Comparable outcomes were observed in agar overlay bioautography using S. epidermidis, where V. labrusca (Fig. 7-A) and R. sativus (Fig. 7-C) exhibited minor inhibitory zones near the origin line. In contrast, two stained compounds on the R. communis TLC plate (Fig. 7-B) revealed two distinct zones: one located close to the origin line ( $R_{f} = 0.06$ ) and the other positioned in the middle of the TLC plate ( $R_{f} = 0.73$ ).
 Figure 7: TLC-agar-overlay bioautography of seed extract of (A) V. labrusca, (B) R. communis, and (C) R. sativus against S. epidermidis
Non-stained fraction on the line of origin of $R$. sativus TLC plate exhibited a large inhibitory zone against E. coli (Fig. 8-A) and A. baumannii (Fig. 8-B).

 (A)

 (B) Figure 8: TLC-agar-overlay bioautography of R. sativus seeds extract against (A) E. coli NCTC 13846 and (B) A. baumannii ATCC 19606.
Figure 9 illustrates that the TLC plate of $H$ sabdariffa exhibited three inhibitory zones against $P$ aeruginosa. The first zone had an $R_{f}$ value of 0.11, the second zone had an $R_{f}$ value of 0.46, and the third, which was a non-stained compound, generated a zone close to the end line.

 Figure 9: TLC-agar-overlay bioautography of $H.$ sabdariffa flowers extract against $P.$ aeruginosa
## IV. DISCUSSION
The rise in antimicrobial resistance to existing antibiotics is a major global health issue, limiting treatment options. This problem is worsened by the scarcity of newly developed antibiotics. Research shows that antibiotic resistance has increased worldwide over the past twenty years, mainly due to overprescription and misuse of antibiotics.

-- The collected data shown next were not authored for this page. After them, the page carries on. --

PR #67, opened 2019-04-14
Bump versions

ian-r-rose:
This bumps the JupyterLab and dask-labextension versions. I'm aiming at experimenting with the auto-starting client functionality, but wanted to put that more controversial stuff in a follow-up.

### DIFF
--- a/binder/environment.yml
+++ b/binder/environment.yml
@@ -6,7 +6,6 @@ dependencies:
   - dask=1.1.5
   - dask-image=0.2.0
   - dask-ml=0.12.0
-  - jupyterlab=0.35.4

Finding new antimicrobial agents is crucial, yet the development of new antibiotics has slowed down, stressing the need for innovative solutions (Klein et al., 2018; O'Neill, 2016).
Plants have been used for medicinal purposes for a long time and are important in discovering new antimicrobial agents. Many plants contain natural compounds that fight infections. Research emphasizes the value of plants as a source of new antimicrobial compounds due to their diverse secondary metabolites and cost-effectiveness (Cowan, 1999b; Newman & Cragg, 2012; Newman & Cragg, 2020; Atanasov et al., 2015). The extraction of antimicrobial compounds from plants has advantages over synthetic methods, such as lower toxicity risks and unique mechanisms of action. Therefore, exploring plants for new antimicrobial compounds can lead to effective treatments for drug-resistant infections (Anand et al., 2022; Akinyemi, Oladapo, Okwara, Ibe, & Fasure, 2005; Djeussi et al., 2013; Jubair, Rajagopal, Chinnappan, Abdullah, & Fatima, 2021).

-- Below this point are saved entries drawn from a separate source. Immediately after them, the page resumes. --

PR #69, opened 2019-04-24
iamges -> images.

Carreau:


martindurant:
Same typo twice!
Thanks for the correction.

Carreau:
Thanks.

Plants contain a diverse range of antimicrobial peptides that can be extracted and studied for their potential therapeutic applications (Broekaert et al., 1997;
Lei et al., 2019; Tam, Wang, Wong, & Tan, 2015). Several studies found that antimicrobial peptides were effective against drug-resistant bacteria, suggesting their potential as a therapeutic option for these infections (Chung & Khanum, 2017; S.-C. Park, Park, & Hahm, 2011).
This research was designed to evaluate various plant species in order to identify novel antimicrobial peptides through the extraction of protein and peptide fractions. The antimicrobial activity of these extracts was tested against a range of standard bacterial strains, and the peptide nature of the isolated substances was confirmed following their separation and subsequent activity testing. This study builds upon previous investigations that have highlighted the potential of peptides derived from plants as a source of new antibiotics (da Silva et al., 2012; Gully et al., 2019; Lage et al., 2018; Ljoljić Bilić et al., 2022).

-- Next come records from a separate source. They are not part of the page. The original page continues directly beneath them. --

Issue #74, opened 2019-06-05
Add example showing resilience against worker deaths?


willirath:
In preparation for a dask-jobqueue workshop, I'm playing with partially preemptible clusters.  Would it make sense to add an example using a mocked up partially resilient `LocalCluster` to show that dask is able to handle dying ressources?

A draft that works on the current examples binder is here:
https://gist.github.com/willirath/c6e5e26204b33bb4415923329a6b8723

TomAugspurger:
I think that would make for a nice example. Based on the example, my main
comment would be adding a link to
https://distributed.dask.org/en/latest/resilience.html, and noting that a
node getting preempted
is essentially a hardware failure:
https://distributed.dask.org/en/latest/resilience.html#hardware-failures.

TomAugspurger:
I think this was closed by https://github.com/dask/dask-examples/pull/75

PR #75, opened 2019-06-05
Add resilient example

willirath:
[Binder](https://mybinder.org/v2/gh/willirath/dask-examples/add-resilient-example?filepath=resilience.ipynb)

See #74 

ToDo's (so far):

- [x] Link to http://distributed.dask.org/en/latest/resilience.html#hardware-failures and explain preemption as hardware failure (from Dask's PoV)
- [x] ~~Add example dealing with Exceptions in user code? Relevant docs: http://distributed.dask.org/en/latest/resilience.html#user-code-failures~~

### DIFF
--- a/resilience.ipynb
+++ b/resilience.ipynb
@@ -6,7 +6,7 @@
    "source": [
     "# Resilience against hardware failures\n",
     "\n",
-    "Scenario:  We have a cluster that partially consists of preemptible ressources.  That is, we'll have to deal with workers suddenly being shut down during computation.\n",
+    "Scenario:  We have a cluster that partially consists of preemptible ressources.  That is, we'll have to deal with workers suddenly being shut down during computation.  While demonstrated here with a `LocalCluster`, Dask's resilience against preempted ressources is most useful with, e.g., [Dask Kubernetes](https://kubernetes.dask.org/) or [Dask Jobqueue](https://jobqueue.dask.org).\n",
     "\n",
     "Relevant docs: <http://distributed.dask.org/en/latest/resilience.html#hardware-failures>"
    ]
@@ -17,7 +17,7 @@
    "source": [
     "## Increase resilience\n",
     "\n",
-    "Whenever a worker shuts down, the scheduler will increment the suspicousness counter of _all_ tasks that were assigned (not necessarily computing) to the worker in question.  Whenever the suspiciousness of a task exceeds a certain threshold (3 by default), the task will be considered broken.  We want to compute many tasks on only a few workers with workers shutting down randomly.  So we expect the suspiciousness of all tasks to grow rapidly.  Let's effectively disable the threshold by setting it to a large number:"
+    "Whenever a worker shuts down, the scheduler will increment the suspiciousness counter of _all_ tasks that were assigned (not necessarily computing) to the worker in question.  Whenever the suspiciousness of a task exceeds a certain threshold (3 by default), the task will be considered broken.  We want to compute many tasks on only a few workers with workers shutting down randomly.  So we expect the suspiciousness of all tasks to grow rapidly.  Let's increase the threshold:"
    ]
   },
   {
@@ -28,7 +28,7 @@
    "source": [
     "import dask\n",
     "\n",
-    "dask.config.set({'distributed.scheduler.allowed-failures': 1e32});"
+    "dask.config.set({'distributed.scheduler.allowed-failures': 100});"
    ]
   },
   {
@@ -95,13 +95,13 @@
    "metadata": {},
    "outputs": [],
    "source": [
-    "N = 5000\n",
+    "N = 400\n",
     "\n",
-    "x = db.from_sequence(range(N), npartitions=N // 10)\n",
+    "x = db.from_sequence(range(N), npartitions=N // 2)\n",
     "\n",
     "mults = x.map(multiply_by_two)\n",
     "\n",
-    "summed = mults.reduction(sum, sum)"
+    "summed = mults.sum()"
    ]
   },
   {
--- a/resilience.ipynb
+++ b/resilience.ipynb
@@ -1,0 +1,415 @@
+{
+ "cells": [
+  {
+   "cell_type": "markdown",
+   "metadata": {},
+   "source": [
+    "# Scenario\n",
+    "\n",
+    "We have a cluster that partially consists of preemptible ressources.  That is, we'll have to deal with workers suddenly being shut down during computation."
+   ]
+  },
+  {
+   "cell_type": "markdown",
+   "metadata": {},
+   "source": [
+    "## A cluster"
+   ]
+  },
+  {
+   "cell_type": "code",
+   "execution_count": 1,
+   "metadata": {},
+   "outputs": [],
+   "source": [
+    "from dask.distributed import Client, LocalCluster"
+   ]
+  },
+  {
+   "cell_type": "code",
+   "execution_count": 2,
+   "metadata": {},
+   "outputs": [],
+   "source": [
+    "cluster = LocalCluster(threads_per_worker=1, n_workers=5, memory_limit=200e6)"
+   ]
+  },
+  {
+   "cell_type": "code",
+   "execution_count": 3,
+   "metadata": {},
+   "outputs": [
+    {
+     "data": {
+      "text/html": [
+       "<table style=\"border: 2px solid white;\">\n",
+       "<tr>\n",
+       "<td style=\"vertical-align: top; border: 0px solid white\">\n",
+       "<h3>Client</h3>\n",
+       "<ul>\n",
+       "  <li><b>Scheduler: </b>tcp://127.0.0.1:36509\n",
+       "  <li><b>Dashboard: </b><a href='/user/dask-dask-examples-n2kj24go/proxy/8787/status' target='_blank'>/user/dask-dask-examples-n2kj24go/proxy/8787/status</a>\n",
+       "</ul>\n",
+       "</td>\n",
+       "<td style=\"vertical-align: top; border: 0px solid white\">\n",
+       "<h3>Cluster</h3>\n",
+       "<ul>\n",
+       "  <li><b>Workers: </b>5</li>\n",
+       "  <li><b>Cores: </b>5</li>\n",
+       "  <li><b>Memory: </b>1000.00 MB</li>\n",
+       "</ul>\n",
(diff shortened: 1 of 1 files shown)


mrocklin:
Some small notes:

1.  Lets merge cells together when we can.  For example the first three that import, make a cluster, make a client.  The user doesn't gain anything by pressing Shift-Enter three times rather than once.
2.  The memory limit is small.  If they just `import pandas` then we'll probably be close to the limit, which will raise lots of annoying error messages.
3.  `cluster.scheduler.allowed_failures = int(1e32)` This is internal API.  Maybe use `dask.config.set({'distributed.scheduler.allowed-failures': 1e32})` before creating the cluster instead?
4.  The function `_get_worker_pids` seems to be a one-liner that is called once.  Lets just call the code directly instead of hiding it in a function.
    ```python
    pids = [w.pid for w in cluster.scheduler.workers.values()]
    pids
    ```
5.  Same with `_get_preemptible_worker_pids`.  Also, lets change the filter into a list comprehension, which seems to be more broadly understood
7. It's taking me a while to understand `maybe_kill_n_perc_of_workers_and_wait`, which means that a new reader probably doesn't have much chance.  There are too many function calls deep for me to trace through what is happening directly.

    I wonder if we might be able to do something with fewer steps of indirection like the following. 

    ```python
    def kill_a_worker():
        worker = random.choice(cluster.scheduler.workers.values())
        os.kill(worker.pid)

    summed = client.compute(summed)

    while not summed.finished():
        kill_a_worker()
        sleep(...)
    ```

    This is subjective (code is always way simpler to the author than the reader) but I *think* that I could put this in front of someone and they would have a better chance of tracking things through in a 10-20s attention span.

willirath:
Thanks @mrocklin for these remarks.  I have addressed them as far as possible.

There's a few things that I couldn't, however, simplify as much as I'd have liked to:

- While somewhat more streamlined now, the logic of finding a worker to kill and leaving some of them running all the time is now this:

```python
_all_current_workers = [w.pid for w in cluster.scheduler.workers.values()]
non_preemptible_workers = _all_current_workers[:2]
```
```python
def kill_a_worker():
    preemptible_workers = [
        w.pid for w in cluster.scheduler.workers.values()
        if w.pid not in non_preemptible_workers]
    if preemptible_workers:  # need this  because random.choice([]) will raise
        os.kill(random.choice(preemptible_workers), 15)
```

- The memory limits are at `400e6` times 4 workers now.  But I'm not sure if binder will be fine if we really use all of this at the same time.  (They're limiting to 1 or 2 GB depending on load, IIRC.)

willirath:
>  Add example dealing with Exceptions in user code? Relevant docs: http://distributed.dask.org/en/latest/resilience.html#user-code-failures

I think this deserves a separate example (could add more than one).

resilience.ipynb
```diff
@@ -0,0 +1,205 @@
...
+    "Relevant docs: <http://distributed.dask.org/en/latest/resilience.html#hardware-failures>"
+   ]
+  },
+  {
+   "cell_type": "markdown",
+   "metadata": {},
+   "source": [
+    "## Increase resilience\n",
+    "\n",
+    "Whenever a worker shuts down, the scheduler will increment the suspicousness counter of _all_ tasks that were assigned (not necessarily computing) to the worker in question.  Whenever the suspiciousness of a task exceeds a certain threshold (3 bu default), the task will be considered broken.  We want to compute many tasks on only a few workers with workers shutting down randomly.  So we expect the suspiciousness of all tasks to grow rapidly.  Let's effectively disable the threshold by setting it to a large number:"
```
TomAugspurger: bu -> by

resilience.ipynb
```diff
@@ -0,0 +1,205 @@
...
+  },
+  {
+   "cell_type": "code",
+   "execution_count": null,
+   "metadata": {},
+   "outputs": [],
+   "source": [
+    "import dask\n",
+    "\n",
+    "# needs to be done before importing anything from dask.distributed \n",
```
TomAugspurger: Is this true? Or does it just need to be done before creating a client / scheduler / workers?

resilience.ipynb
```diff
@@ -0,0 +1,205 @@
...
+    "Let's mark two worker process id's as non-preemptible."
+   ]
+  },
+  {
+   "cell_type": "code",
+   "execution_count": null,
+   "metadata": {},
+   "outputs": [],
+   "source": [
+    "_all_current_workers = [w.pid for w in cluster.scheduler.workers.values()]\n",
```
TomAugspurger: Any reason this starts with an underscore?

resilience.ipynb
willirath: Yes.
<https://github.com/dask/distributed/blob/e846991d93054a29e28528224c63db69972ffc9c/distributed/scheduler.py#L76> sets the var `ALLOWED_FAILURES` at which will be used during initialization of the scheduler here <https://github.com/dask/distributed/blob/e846991d93054a29e28528224c63db69972ffc9c/distributed/scheduler.py#L832>.

resilience.ipynb
willirath: Thanks.  I'll change this.

resilience.ipynb
willirath: No idea, actually.  Will change this.

resilience.ipynb
willirath: I'm not really sure why this is done. Probably due to a policy of generally avoiding repeated `dask.config.get` calls for performance reasons?

TomAugspurger: It's probably unintentional. Schedulers aren't created that often. https://github.com/dask/distributed/pull/2761

willirath:
I've removed the comment.. Thanks for having a look, @TomAugspurger.

resilience.ipynb
```diff
@@ -0,0 +1,204 @@
...
+ "cells": [
+  {
+   "cell_type": "markdown",
+   "metadata": {},
+   "source": [
+    "# Resilience against hardware failures\n",
+    "\n",
+    "Scenario:  We have a cluster that partially consists of preemptible ressources.  That is, we'll have to deal with workers suddenly being shut down during computation.\n",
+    "\n",
+    "Relevant docs: <http://distributed.dask.org/en/latest/resilience.html#hardware-failures>"
```
guillaumeeb: Maybe we should give some examples : dask-jobqueue cluster with jobqueue system walltime, dask-kubernetes with preemptible resources?

resilience.ipynb
```diff
@@ -0,0 +1,204 @@
...
+   ]
+  },
+  {
+   "cell_type": "markdown",
+   "metadata": {},
+   "source": [
+    "## Increase resilience\n",
+    "\n",
+    "Whenever a worker shuts down, the scheduler will increment the suspicousness counter of _all_ tasks that were assigned (not necessarily computing) to the worker in question.  Whenever the suspiciousness of a task exceeds a certain threshold (3 by default), the task will be considered broken.  We want to compute many tasks on only a few workers with workers shutting down randomly.  So we expect the suspiciousness of all tasks to grow rapidly.  Let's effectively disable the threshold by setting it to a large number:"
```
guillaumeeb: Interesting! Isn't there another way? Add a per task counter in dask somehow?

TomAugspurger: If there are multiple tasks executing at once when worker is killed (say from a segfault) it may be hard to know exactly which task caused the segfault.

resilience.ipynb
willirath: Yes, we could mention this here.

willirath:
@guillaumeeb part of the reason for creating this example was to make others explore Dask's resilience. There's a lot of potential!

I agree that this should be expanded on in a jobqueue or kubernetes context. But I'd argue for keeping this notebook here short an simple.

resilience.ipynb
guillaumeeb: Hm, I agree, but shouldn't it count as one global failure? And we should be allowed 3 times this failure. As far as I understand, currently if there are more than 3 tasks failing due to this one task error, the computation is halted?

guillaumeeb:
And thanks for that @willirath! 

And yes, just keep this notebook simple, and elaborate more into dask-jobqueue context, That's one good example for a dedicated notebook gallery.

resilience.ipynb
willirath: Ah, now I understand where the misunderstanding is: This **_is_** a per task counter. But all tasks belonging to a given worker when this worker dies will be marked as suspicious. With a large number of tasks per worker, this counter still grows fast. There's no way for the scheduler to know which task was active at the time of failure. So all are marked.

(And it's also not always clear that the task currently computing is the problem. Think of a task that needs more memory or disk than the cluster can cope with. This task might not directly lead to failure but just let reasonably sized tasks trigger OOM kills further down the road.)

guillaumeeb: So you confirm there is one counter for each task? And these counters take a +1 failure for all the tasks that were on a given Worker when it dies? That means that by default, we should be robust to 3 workers down in one computation, is this the case?

resilience.ipynb
willirath: Done.

resilience.ipynb
```diff
@@ -0,0 +1,205 @@
...
```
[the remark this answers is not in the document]
willirath: Done.

resilience.ipynb
```diff
@@ -0,0 +1,205 @@
...
+   "metadata": {},
+   "outputs": [],
+   "source": [
+    "N = 5000\n",
+    "\n",
+    "x = db.from_sequence(range(N), npartitions=N // 10)\n",
+    "\n",
+    "mults = x.map(multiply_by_two)\n",
+    "\n",
+    "summed = mults.reduction(sum, sum)"
```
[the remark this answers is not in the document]
willirath: Done.

willirath:
I've added links to Dask Kubernetes and Dask Jobqueue.  And after making the example computation smaller and faster and letting fewer workers die, I've reduced the `allowed_failures` threshold to a still comfortable `100`.

TomAugspurger:
Restarted the failed build. LMK if you see that it fails / succeeds before I do.

TomAugspurger:
All green. Thanks @willirath!

willirath:
Let's revisit this as soon as distributed v2 is out.  With https://github.com/dask/distributed/pull/2761 and later modification of `allowed_failures` this will be easier to understand.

During the study, twenty-eight plant seeds, leaves, or flowers were collected from local markets. A phosphate buffer was used to extract water-soluble proteins and peptides, followed by purification through TLC chromatography (Melnikova, Mineev, Finkina, Arseniev, & Ovchinnikova, 2016; Osborn et al., 1995; Taveira et al., 2014). The total protein concentration of the extracts was measured using a NanoDrop instrument, which has been documented in various studies (Jafari, Khavari Nejad, Vaziri, and Siadat 2017; Najib 2017; Desjardins and Conklin 2010).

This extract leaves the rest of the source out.